### EXERCISE DATA

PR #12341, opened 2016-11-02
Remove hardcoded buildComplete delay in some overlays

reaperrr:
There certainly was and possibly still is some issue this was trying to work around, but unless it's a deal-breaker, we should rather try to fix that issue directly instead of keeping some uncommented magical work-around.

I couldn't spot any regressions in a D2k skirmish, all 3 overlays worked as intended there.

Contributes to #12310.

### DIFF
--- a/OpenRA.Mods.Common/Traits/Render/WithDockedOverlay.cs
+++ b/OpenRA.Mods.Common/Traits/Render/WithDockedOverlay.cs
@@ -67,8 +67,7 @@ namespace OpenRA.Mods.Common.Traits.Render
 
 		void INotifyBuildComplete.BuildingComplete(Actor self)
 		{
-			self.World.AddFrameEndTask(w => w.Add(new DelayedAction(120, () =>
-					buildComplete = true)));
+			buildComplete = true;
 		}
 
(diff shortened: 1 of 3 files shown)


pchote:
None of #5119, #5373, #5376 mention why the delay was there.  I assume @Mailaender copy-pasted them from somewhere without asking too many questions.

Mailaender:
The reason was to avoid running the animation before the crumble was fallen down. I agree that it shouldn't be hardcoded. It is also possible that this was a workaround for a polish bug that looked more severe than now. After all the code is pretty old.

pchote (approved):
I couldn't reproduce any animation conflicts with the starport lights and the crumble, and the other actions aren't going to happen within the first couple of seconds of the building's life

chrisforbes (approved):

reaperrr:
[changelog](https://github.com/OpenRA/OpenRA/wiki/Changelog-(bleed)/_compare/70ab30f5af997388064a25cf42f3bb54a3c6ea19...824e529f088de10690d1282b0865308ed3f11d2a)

######

REQUIREMENT: Extract the complete listing verbatim.

EXERCISE RESPONSE:
PR #12341, opened 2016-11-02
Remove hardcoded buildComplete delay in some overlays

reaperrr:
There certainly was and possibly still is some issue this was trying to work around, but unless it's a deal-breaker, we should rather try to fix that issue directly instead of keeping some uncommented magical work-around.

I couldn't spot any regressions in a D2k skirmish, all 3 overlays worked as intended there.

Contributes to #12310.

### DIFF
--- a/OpenRA.Mods.Common/Traits/Render/WithDockedOverlay.cs
+++ b/OpenRA.Mods.Common/Traits/Render/WithDockedOverlay.cs
@@ -67,8 +67,7 @@ namespace OpenRA.Mods.Common.Traits.Render
 
 		void INotifyBuildComplete.BuildingComplete(Actor self)
 		{
-			self.World.AddFrameEndTask(w => w.Add(new DelayedAction(120, () =>
-					buildComplete = true)));
+			buildComplete = true;
 		}
 
(diff shortened: 1 of 3 files shown)


pchote:
None of #5119, #5373, #5376 mention why the delay was there.  I assume @Mailaender copy-pasted them from somewhere without asking too many questions.

Mailaender:
The reason was to avoid running the animation before the crumble was fallen down. I agree that it shouldn't be hardcoded. It is also possible that this was a workaround for a polish bug that looked more severe than now. After all the code is pretty old.

pchote (approved):
I couldn't reproduce any animation conflicts with the starport lights and the crumble, and the other actions aren't going to happen within the first couple of seconds of the building's life

chrisforbes (approved):

reaperrr:
[changelog](https://github.com/OpenRA/OpenRA/wiki/Changelog-(bleed)/_compare/70ab30f5af997388064a25cf42f3bb54a3c6ea19...824e529f088de10690d1282b0865308ed3f11d2a)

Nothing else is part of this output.